*Records to process*.
• • •
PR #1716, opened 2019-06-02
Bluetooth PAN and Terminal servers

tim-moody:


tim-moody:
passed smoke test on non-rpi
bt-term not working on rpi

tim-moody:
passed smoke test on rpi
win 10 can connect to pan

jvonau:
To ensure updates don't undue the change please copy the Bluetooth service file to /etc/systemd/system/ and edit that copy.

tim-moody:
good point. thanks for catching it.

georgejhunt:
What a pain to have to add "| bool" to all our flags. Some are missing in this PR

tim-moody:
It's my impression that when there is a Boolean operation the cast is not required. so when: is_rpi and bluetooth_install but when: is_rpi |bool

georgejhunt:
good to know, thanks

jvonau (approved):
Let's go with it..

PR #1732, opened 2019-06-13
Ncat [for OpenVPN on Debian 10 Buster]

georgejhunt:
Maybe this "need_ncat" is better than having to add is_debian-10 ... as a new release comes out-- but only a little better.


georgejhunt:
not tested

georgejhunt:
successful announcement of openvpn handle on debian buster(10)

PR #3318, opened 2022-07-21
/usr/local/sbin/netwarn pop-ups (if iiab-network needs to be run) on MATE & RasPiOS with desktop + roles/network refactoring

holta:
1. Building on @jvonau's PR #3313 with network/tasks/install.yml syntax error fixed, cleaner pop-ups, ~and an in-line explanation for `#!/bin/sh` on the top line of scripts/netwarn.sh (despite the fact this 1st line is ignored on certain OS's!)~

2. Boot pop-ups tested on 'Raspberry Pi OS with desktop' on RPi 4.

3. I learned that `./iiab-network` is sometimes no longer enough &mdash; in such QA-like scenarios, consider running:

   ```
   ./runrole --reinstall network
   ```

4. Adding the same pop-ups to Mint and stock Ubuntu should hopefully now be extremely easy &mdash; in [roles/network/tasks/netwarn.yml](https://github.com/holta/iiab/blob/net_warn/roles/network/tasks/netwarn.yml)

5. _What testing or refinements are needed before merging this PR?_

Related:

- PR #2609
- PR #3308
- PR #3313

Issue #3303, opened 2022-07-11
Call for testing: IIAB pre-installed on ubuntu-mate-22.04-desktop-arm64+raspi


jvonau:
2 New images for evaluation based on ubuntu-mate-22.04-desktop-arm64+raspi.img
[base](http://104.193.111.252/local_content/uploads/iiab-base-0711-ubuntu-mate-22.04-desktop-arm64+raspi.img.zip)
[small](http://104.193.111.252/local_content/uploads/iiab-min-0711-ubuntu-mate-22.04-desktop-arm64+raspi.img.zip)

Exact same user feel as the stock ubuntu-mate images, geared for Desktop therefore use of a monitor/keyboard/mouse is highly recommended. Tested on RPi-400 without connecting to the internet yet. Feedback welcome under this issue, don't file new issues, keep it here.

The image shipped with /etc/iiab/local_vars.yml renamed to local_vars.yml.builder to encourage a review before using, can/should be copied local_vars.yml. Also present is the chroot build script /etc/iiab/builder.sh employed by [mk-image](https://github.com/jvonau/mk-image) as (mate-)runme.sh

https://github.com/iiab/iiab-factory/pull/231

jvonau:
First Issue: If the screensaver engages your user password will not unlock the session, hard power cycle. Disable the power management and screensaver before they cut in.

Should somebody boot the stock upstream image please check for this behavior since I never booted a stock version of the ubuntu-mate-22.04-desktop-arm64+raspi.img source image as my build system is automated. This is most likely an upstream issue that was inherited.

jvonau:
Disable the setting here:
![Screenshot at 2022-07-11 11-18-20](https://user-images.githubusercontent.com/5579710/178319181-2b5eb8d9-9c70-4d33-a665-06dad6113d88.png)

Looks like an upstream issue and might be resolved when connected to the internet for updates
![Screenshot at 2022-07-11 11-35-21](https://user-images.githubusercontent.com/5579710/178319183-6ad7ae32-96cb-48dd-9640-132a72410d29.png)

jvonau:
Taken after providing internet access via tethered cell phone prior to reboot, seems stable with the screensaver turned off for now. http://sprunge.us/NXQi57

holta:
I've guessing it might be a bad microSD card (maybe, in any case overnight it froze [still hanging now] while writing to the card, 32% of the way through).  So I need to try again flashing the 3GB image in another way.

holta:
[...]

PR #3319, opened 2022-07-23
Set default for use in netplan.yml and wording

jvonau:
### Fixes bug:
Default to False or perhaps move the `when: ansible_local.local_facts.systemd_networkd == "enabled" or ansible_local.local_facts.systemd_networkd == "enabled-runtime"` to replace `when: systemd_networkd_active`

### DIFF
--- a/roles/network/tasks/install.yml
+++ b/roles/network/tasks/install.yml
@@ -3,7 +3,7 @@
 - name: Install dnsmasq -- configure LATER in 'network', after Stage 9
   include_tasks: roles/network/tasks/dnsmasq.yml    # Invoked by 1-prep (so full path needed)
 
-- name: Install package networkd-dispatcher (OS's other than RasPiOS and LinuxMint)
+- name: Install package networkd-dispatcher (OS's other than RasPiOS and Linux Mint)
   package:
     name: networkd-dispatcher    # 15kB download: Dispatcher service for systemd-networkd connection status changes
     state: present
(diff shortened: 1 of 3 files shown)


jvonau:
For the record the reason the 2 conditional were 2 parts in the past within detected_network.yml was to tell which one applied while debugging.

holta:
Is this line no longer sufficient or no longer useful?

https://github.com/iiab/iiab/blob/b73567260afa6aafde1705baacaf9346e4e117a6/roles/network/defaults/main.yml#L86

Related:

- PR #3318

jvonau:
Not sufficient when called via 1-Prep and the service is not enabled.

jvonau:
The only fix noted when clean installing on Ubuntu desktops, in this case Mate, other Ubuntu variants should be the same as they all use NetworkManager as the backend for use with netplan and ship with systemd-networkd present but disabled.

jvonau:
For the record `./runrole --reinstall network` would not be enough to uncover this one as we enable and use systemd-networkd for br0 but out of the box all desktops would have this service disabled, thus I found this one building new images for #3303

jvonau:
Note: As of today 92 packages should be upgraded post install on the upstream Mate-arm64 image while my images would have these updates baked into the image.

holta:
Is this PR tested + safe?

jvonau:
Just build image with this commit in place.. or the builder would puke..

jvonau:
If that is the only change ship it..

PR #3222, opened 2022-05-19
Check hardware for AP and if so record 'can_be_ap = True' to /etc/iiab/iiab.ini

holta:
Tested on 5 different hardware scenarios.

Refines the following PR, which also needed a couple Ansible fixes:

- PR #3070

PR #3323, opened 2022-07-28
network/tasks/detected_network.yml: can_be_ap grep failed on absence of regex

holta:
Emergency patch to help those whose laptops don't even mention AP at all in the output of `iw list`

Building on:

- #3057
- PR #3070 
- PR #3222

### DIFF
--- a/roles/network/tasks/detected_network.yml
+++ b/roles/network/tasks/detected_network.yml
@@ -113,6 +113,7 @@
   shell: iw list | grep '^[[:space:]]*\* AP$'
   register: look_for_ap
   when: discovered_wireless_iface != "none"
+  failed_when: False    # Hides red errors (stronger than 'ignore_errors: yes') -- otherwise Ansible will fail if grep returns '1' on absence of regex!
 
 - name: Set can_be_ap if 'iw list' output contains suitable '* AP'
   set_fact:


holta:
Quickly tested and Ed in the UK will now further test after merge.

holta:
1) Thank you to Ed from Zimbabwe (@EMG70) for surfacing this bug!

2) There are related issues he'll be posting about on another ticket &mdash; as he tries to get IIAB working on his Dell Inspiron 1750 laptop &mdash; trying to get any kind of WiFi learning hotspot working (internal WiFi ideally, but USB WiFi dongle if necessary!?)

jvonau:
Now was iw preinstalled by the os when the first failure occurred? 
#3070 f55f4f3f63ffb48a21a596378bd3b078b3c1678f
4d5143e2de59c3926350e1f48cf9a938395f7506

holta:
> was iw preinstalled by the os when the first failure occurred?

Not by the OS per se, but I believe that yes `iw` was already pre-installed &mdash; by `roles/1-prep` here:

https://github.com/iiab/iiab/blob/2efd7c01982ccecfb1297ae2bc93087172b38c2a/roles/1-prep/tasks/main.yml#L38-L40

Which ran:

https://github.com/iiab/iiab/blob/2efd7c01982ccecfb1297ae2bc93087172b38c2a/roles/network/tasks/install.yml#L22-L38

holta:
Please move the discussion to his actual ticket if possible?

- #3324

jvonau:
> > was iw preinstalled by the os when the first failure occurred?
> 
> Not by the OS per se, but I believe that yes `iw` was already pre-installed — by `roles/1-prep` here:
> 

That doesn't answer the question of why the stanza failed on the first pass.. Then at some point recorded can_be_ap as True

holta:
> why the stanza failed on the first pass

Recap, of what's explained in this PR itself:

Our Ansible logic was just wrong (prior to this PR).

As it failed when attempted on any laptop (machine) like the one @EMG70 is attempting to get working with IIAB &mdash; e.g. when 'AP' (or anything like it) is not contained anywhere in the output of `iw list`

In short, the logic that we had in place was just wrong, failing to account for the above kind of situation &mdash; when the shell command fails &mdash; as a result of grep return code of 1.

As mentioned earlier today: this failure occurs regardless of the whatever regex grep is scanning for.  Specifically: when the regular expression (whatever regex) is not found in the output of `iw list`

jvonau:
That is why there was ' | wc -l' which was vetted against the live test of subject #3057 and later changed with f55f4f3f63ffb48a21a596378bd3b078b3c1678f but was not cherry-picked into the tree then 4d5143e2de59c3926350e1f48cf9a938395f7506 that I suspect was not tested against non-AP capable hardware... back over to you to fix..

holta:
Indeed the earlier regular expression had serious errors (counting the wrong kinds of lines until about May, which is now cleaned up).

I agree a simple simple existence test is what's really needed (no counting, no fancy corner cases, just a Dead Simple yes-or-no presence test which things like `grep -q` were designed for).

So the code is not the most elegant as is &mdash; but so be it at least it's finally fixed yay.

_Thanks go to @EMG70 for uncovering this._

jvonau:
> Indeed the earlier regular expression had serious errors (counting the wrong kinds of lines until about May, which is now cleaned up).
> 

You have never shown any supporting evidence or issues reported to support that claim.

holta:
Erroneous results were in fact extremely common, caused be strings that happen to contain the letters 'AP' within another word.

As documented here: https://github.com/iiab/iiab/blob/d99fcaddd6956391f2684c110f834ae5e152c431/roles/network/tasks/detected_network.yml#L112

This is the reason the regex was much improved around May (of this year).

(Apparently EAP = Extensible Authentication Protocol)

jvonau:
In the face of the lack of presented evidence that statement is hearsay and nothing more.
• • •
*Your goal*.
Could you set down, exactly as written, the lines above between the one holding "good point. thanks for catching it." and the one holding "good to know, thanks", inclusive, and nothing more?

*Your response*.
good point. thanks for catching it.

georgejhunt:
What a pain to have to add "| bool" to all our flags. Some are missing in this PR

tim-moody:
It's my impression that when there is a Boolean operation the cast is not required. so when: is_rpi and bluetooth_install but when: is_rpi |bool

georgejhunt:
good to know, thanks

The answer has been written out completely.